-- Records provided --
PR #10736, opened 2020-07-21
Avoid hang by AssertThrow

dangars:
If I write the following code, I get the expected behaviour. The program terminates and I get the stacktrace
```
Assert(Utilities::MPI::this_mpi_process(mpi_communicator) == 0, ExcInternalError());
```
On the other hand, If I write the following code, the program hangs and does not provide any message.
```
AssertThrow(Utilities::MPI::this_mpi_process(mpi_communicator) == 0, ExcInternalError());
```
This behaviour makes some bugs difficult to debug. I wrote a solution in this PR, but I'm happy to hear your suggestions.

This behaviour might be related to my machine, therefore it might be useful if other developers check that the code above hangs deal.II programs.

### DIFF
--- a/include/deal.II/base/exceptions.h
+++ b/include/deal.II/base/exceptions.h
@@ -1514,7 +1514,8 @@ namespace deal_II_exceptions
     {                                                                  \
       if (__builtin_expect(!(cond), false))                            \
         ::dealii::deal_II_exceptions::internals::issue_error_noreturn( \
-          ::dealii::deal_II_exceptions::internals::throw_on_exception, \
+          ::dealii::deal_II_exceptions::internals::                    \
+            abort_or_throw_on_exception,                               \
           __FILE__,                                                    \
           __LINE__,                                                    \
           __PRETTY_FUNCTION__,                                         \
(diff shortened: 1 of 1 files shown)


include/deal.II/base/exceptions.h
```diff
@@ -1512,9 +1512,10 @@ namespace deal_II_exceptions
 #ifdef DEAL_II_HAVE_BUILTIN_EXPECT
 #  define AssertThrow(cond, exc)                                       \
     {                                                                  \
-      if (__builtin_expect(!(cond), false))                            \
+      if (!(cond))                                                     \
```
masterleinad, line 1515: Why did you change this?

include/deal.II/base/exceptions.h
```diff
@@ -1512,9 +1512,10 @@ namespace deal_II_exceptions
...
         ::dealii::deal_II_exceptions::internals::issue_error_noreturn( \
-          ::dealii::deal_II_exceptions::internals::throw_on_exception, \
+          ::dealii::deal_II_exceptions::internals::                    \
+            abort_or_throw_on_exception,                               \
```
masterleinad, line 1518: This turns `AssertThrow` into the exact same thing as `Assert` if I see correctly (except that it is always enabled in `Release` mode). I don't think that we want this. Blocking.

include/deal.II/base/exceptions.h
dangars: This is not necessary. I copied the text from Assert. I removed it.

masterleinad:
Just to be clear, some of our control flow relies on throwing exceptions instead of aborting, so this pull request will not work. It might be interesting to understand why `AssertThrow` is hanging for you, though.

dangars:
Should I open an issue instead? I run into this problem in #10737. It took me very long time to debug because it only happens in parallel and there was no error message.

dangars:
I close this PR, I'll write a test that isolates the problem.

-- Problem statement --
Start at the line containing "masterleinad, line 1518: This" and print each line exactly until the listing ends, keeping the final line too.

-- Solution for this problem --
masterleinad, line 1518: This turns `AssertThrow` into the exact same thing as `Assert` if I see correctly (except that it is always enabled in `Release` mode). I don't think that we want this. Blocking.

include/deal.II/base/exceptions.h
dangars: This is not necessary. I copied the text from Assert. I removed it.

masterleinad:
Just to be clear, some of our control flow relies on throwing exceptions instead of aborting, so this pull request will not work. It might be interesting to understand why `AssertThrow` is hanging for you, though.

dangars:
Should I open an issue instead? I run into this problem in #10737. It took me very long time to debug because it only happens in parallel and there was no error message.

dangars:
I close this PR, I'll write a test that isolates the problem.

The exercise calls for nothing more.